I love watermelons though!!! And I will keep on trying to grow them!!
Just south of us they have a "Watermelon Thump" in Luling, Tx. It's a huge festival and LOT'S of WM... Have heard about the thump & the dry-tendril method. Will have to check Burpee's website again to find out what the DTM is. I I'm correct, they should be fairly close to being ripe...according to DTM...
I don't know about your type of melon but many melons have a small tendril about an inch away from the melon. It is not attached to a fruit or leaf. When the melon ripens, the tendril begins to dry up. That is usually an indicator of time to harvest.
CountryGardens; Hi ya if you have a few minutes later, what kind of melons are you growing,I actually think you mentioned that earlier this year on another thread,.only I seemed to have forgotten(big suprise there) lol
Your farther north and way ahead of mine, one little ole cuke and a melon maybe,is all my little garden has. I remember the pic of your market garden spaces,how wonderful that must be at times.My grandfather was the last farmer in our family,and the one thing I seem to remember most was what a bunch of hardworking man he always was.
Oh, no ripe melons here.
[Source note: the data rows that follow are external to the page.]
PR #248, opened 2020-06-15
IMP: additional aligned sequence transformers

gregcaporaso:
This adds transformers needed for https://github.com/qiime2/q2-feature-table/issues/232 and https://github.com/qiime2/q2-alignment/issues/70

### DIFF
--- a/q2_types/feature_data/_transformer.py
+++ b/q2_types/feature_data/_transformer.py
@@ -262,6 +262,13 @@ def _dnafastaformats_to_metadata(ff):
     return qiime2.Metadata(df)
 
 
+def _series_to_fasta_format(ff, data):
+    with ff.open() as f:
+        for id_, seq in data.iteritems():
+            sequence = skbio.DNA(seq, metadata={'id': id_})
+            skbio.io.write(sequence, format='fasta', into=f)
+
+
 @plugin.register_transformer
 def _9(ff: DNAFASTAFormat) -> DNAIterator:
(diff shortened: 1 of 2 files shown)


q2_types/feature_data/_transformer.py
```diff
@@ -364,6 +364,27 @@ def _33(ff: AlignedDNAFASTAFormat) -> qiime2.Metadata:
...
+    return _dnafastaformats_to_series(ff)
+
+
+@plugin.register_transformer
+def _35(data: pd.Series) -> AlignedDNAFASTAFormat:
+    ff = AlignedDNAFASTAFormat()
+    with ff.open() as f:
+        for id_, seq in data.iteritems():
+            sequence = skbio.DNA(seq, metadata={'id': id_})
+            skbio.io.write(sequence, format='fasta', into=f)
```
thermokarst, line 378: This block shows up more than once in this file - might be a good candidate for a util function.

thermokarst:
Do we need an `AlignedDNAFASTAFormat -> qiime2.Metadata` transformer, too? That way we can view as metadata (for example, in `filter_seqs`, you could filter out long runs of gap characters - it would be a weird way to do it, so don't put too much stock in this contrived example).

gregcaporaso:
> Do we need an AlignedDNAFASTAFormat -> qiime2.Metadata transformer, too? 

Discussed out of band with @thermokarst - we do already have that in this plugin.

I think I planted my melon seeds too late.
I planted some of my brocoli seedlings in ground today from their cellpacks that I had used to start them in. They had their first set of true leaves so I figgure it is time. Still have half of them yet to plant.
Thought for a while my drought was over,it wasn't, still going on.Some of my melon vines look like I just planted them,not good there.Starting to harvest tomatoes, not much else.
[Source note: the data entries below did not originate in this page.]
PR #249, opened 2020-07-09
IMP: Implement AlignedDNAFASTAFormat validation

Oddant1:
Start doing for `AlignedDNAFASTAFormat` what #214 did for `DNAFASTAFormat`

### DIFF
--- a/q2_types/feature_data/_format.py
+++ b/q2_types/feature_data/_format.py
@@ -148,60 +148,8 @@ class DNAFASTAFormat(model.TextFileFormat):
         ValidationSet = frozenset(('A', 'C', 'G', 'T', 'U', 'R', 'Y', 'K', 'M',
                                    'S', 'W', 'B', 'D', 'H', 'V', 'N'))
 
-        last_line_was_ID = False
-        ids = {}
-
-        with open(str(self), 'rb') as fh:
-            try:
-                first = fh.read(6)
-                if first[:3] == b'\xEF\xBB\xBF':
-                    first = first[3:]
-                # Empty files should validate
-                if first.strip() == b'':
-                    return
-                if first[0] != ord(b'>'):
-                    raise ValidationError("First line of file is not a valid "
-                                          "description. Descriptions must "
-                                          "start with '>'")
-                fh.seek(0)
-                for line_number, line in enumerate(fh, 1):
-                    if line_number >= max_lines:
-                        return
-                    line = line.decode('utf-8-sig')
-                    if line.startswith('>'):
-                        if last_line_was_ID:
-                            raise ValidationError('Multiple consecutive '
-                                                  'descriptions starting on '
-                                                  f'line {line_number-1!r}')
-                        line = line.split()
-                        if line[0] == '>':
-                            if len(line) == 1:
-                                raise ValidationError(
-                                    f'Description on line {line_number} is '
-                                    'missing an ID.')
-                            else:
-                                raise ValidationError(
-                                    f'ID on line {line_number} starts with a '
-                                    'space. IDs may not start with spaces')
-                        if line[0] in ids:
-                            raise ValidationError(
-                                f'ID on line {line_number} is a duplicate of '
-                                f'another ID on line {ids[line[0]]}.')
-                        ids[line[0]] = line_number
-                        last_line_was_ID = True
-                    elif re.fullmatch(FASTADNAValidator, line):
-                        last_line_was_ID = False
-                    else:
-                        for position, character in enumerate(line):
-                            if character not in ValidationSet:
-                                raise ValidationError(
-                                    f"Invalid character '{character}' at "
-                                    f"position {position} on line "
-                                    f"{line_number} (does not match IUPAC "
-                                    "characters for a DNA sequence).")
-            except UnicodeDecodeError as e:
-                raise ValidationError(f'utf-8 cannot decode byte on line '
-                                      f'{line_number}') from e
+        _validate_DNAFASTAFormats(self, FASTADNAValidator, ValidationSet,
+                                  max_lines)
 
     def _validate_(self, max_lines):
         level_map = {'min': 100, 'max': float('inf')}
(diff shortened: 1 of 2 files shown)


q2_types/feature_data/_format.py
```diff
@@ -221,22 +220,102 @@ class PairedDNASequencesDirectoryFormat(model.DirectoryFormat):
 
 
 class AlignedDNAFASTAFormat(model.TextFileFormat):
-    def sniff(self):
-        filepath = str(self)
-        sniffer = skbio.io.io_registry.get_sniffer('fasta')
-        if sniffer(filepath)[0]:
-            generator = skbio.io.read(filepath, constructor=skbio.DNA,
-                                      format='fasta', verify=False)
+    def _validate_lines(self, max_lines):
```
thermokarst, line 223: Is there any way we can DRY this up a bit? Can the validation logic be a bit more shared between the formats?

Oddant1: Probably. I'm messing with that and a couple of other things right now.

thermokarst: You rock, thanks!

Oddant1:
@thermokarst the code should be more DRY now

thermokarst:
🏜️

q2_types/feature_data/_format.py
```diff
@@ -221,29 +168,123 @@ class PairedDNASequencesDirectoryFormat(model.DirectoryFormat):
...
+        level_map = {'min': 100, 'max': float('inf')}
+        self._validate_lines(level_map[max_lines])
 
 
 AlignedDNASequencesDirectoryFormat = model.SingleFileDirectoryFormat(
     'AlignedDNASequencesDirectoryFormat', 'aligned-dna-sequences.fasta',
     AlignedDNAFASTAFormat)
 
 
+def _validate_DNAFASTAFormats(file, FASTADNAValidator, ValidationSet,
```
thermokarst, line 190: How about `fmt` instead of `file`?

q2_types/feature_data/_format.py
```diff
@@ -221,29 +168,123 @@ class PairedDNASequencesDirectoryFormat(model.DirectoryFormat):
...
+                              max_lines, aligned=False):
+    last_line_was_ID = False
+    ids = {}
+
+    seq_len = 0
+    prev_seq_len = 0
+    prev_seq_start_line = 0
+
+    with open(str(file), 'rb') as fh:
```
thermokarst, line 199: Since file is a pathlib object, you should be able to write `with file.open('rb') as fh:` (or something along those lines).

q2_types/feature_data/_format.py
```diff
@@ -221,29 +168,123 @@ class PairedDNASequencesDirectoryFormat(model.DirectoryFormat):
...
-                initial_length = len(next(generator))
-                for seq, _ in zip(generator, range(4)):
-                    if len(seq) != initial_length:
-                        return False
-                return True
-            # ValueError raised by skbio if there are invalid DNA chars.
-            except (StopIteration, ValueError):
-                pass
-        return False
+    def _validate_lines(self, max_lines):
```
thermokarst, line 171: Now that things are refactored, it looks like maybe this `_validate_lines` method might not be necessary (on its own) - what do you think about inlining it into `_validate_`?

q2_types/feature_data/_format.py
Oddant1: The open method for `file` comes from `TextFileFormat` and looks like this 

```class TextFileFormat(_FileFormat):
    def open(self):
        mode = 'r' if self._mode == 'r' else 'r+'
        # ignore BOM only when reading, do not emit BOM on write
        encoding = 'utf-8-sig' if mode == 'r' else 'utf-8'
        return self.path.open(mode=mode, encoding=encoding)
```

I don't think it will let me do what I want, will it?

thermokarst: `with file.path.open('rb') as fh:`

q2_types/feature_data/_format.py
```diff
@@ -144,69 +143,15 @@ def _validate_(self, level):
 
 
 class DNAFASTAFormat(model.TextFileFormat):
-    def _validate_lines(self, max_lines):
+    def _validate_(self, max_lines):
```
thermokarst, line 146:
```suggestion
    def _validate_(self, level):
```

q2_types/feature_data/_format.py
```diff
@@ -221,29 +166,121 @@ class PairedDNASequencesDirectoryFormat(model.DirectoryFormat):
...
-                initial_length = len(next(generator))
-                for seq, _ in zip(generator, range(4)):
-                    if len(seq) != initial_length:
-                        return False
-                return True
-            # ValueError raised by skbio if there are invalid DNA chars.
-            except (StopIteration, ValueError):
-                pass
-        return False
+    def _validate_(self, max_lines):
```
thermokarst, line 169:
```suggestion
    def _validate_(self, level):
```

q2_types/feature_data/_format.py
```diff
@@ -144,69 +143,15 @@ def _validate_(self, level):
 
 
 class DNAFASTAFormat(model.TextFileFormat):
-    def _validate_lines(self, max_lines):
+    def _validate_(self, max_lines):
+        level_map = {'min': 100, 'max': float('inf')}
```
thermokarst, line 147: How about you move this into `_validate_DNAFASTAFormats`, and pass the `level` in as an argument?

q2_types/feature_data/_format.py
```diff
@@ -221,29 +166,121 @@ class PairedDNASequencesDirectoryFormat(model.DirectoryFormat):
...
-                for seq, _ in zip(generator, range(4)):
-                    if len(seq) != initial_length:
-                        return False
-                return True
-            # ValueError raised by skbio if there are invalid DNA chars.
-            except (StopIteration, ValueError):
-                pass
-        return False
+    def _validate_(self, max_lines):
+        level_map = {'min': 100, 'max': float('inf')}
```
thermokarst, line 170: See comment above about tweaking util sig.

Rain was 9/100 dreths for June and about 3/100 for July where I am.Rained all around where I am though,the corn fields only a few miles away look really nice! good thing!
I'm finally picking more tomatoes that don't have BER than those that do! Even though more than half the crop has landed in the compost, I feel confident that we'll have enough tomato sauce to last us until next summer.
The tomatoes I transplanted (as an experiment) in a pile of leaves are showing some color.
This dry heat has produced the most amazing sweet melons!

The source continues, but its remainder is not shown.